• [EXERCISE INSTRUCTIONS]
Each entry below should be retyped exactly, with nothing omitted.

*** Opening of PROVIDED INFORMATION ***

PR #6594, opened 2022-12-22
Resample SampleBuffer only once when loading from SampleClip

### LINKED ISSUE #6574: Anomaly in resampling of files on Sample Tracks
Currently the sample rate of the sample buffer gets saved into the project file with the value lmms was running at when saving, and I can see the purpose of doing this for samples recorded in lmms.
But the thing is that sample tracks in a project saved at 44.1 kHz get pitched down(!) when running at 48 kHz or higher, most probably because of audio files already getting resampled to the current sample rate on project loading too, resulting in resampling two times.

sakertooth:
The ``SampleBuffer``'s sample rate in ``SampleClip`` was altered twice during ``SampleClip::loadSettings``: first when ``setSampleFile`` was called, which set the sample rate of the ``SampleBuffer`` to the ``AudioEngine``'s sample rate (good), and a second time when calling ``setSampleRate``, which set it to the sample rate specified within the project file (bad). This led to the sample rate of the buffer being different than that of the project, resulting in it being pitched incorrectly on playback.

*** Close of PROVIDED INFORMATION ***

• [TASK RESPONSE]
PR #6594, opened 2022-12-22
Resample SampleBuffer only once when loading from SampleClip

### LINKED ISSUE #6574: Anomaly in resampling of files on Sample Tracks
Currently the sample rate of the sample buffer gets saved into the project file with the value lmms was running at when saving, and I can see the purpose of doing this for samples recorded in lmms.
But the thing is that sample tracks in a project saved at 44.1 kHz get pitched down(!) when running at 48 kHz or higher, most probably because of audio files already getting resampled to the current sample rate on project loading too, resulting in resampling two times.

sakertooth:
The ``SampleBuffer``'s sample rate in ``SampleClip`` was altered twice during ``SampleClip::loadSettings``: first when ``setSampleFile`` was called, which set the sample rate of the ``SampleBuffer`` to the ``AudioEngine``'s sample rate (good), and a second time when calling ``setSampleRate``, which set it to the sample rate specified within the project file (bad). This led to the sample rate of the buffer being different than that of the project, resulting in it being pitched incorrectly on playback.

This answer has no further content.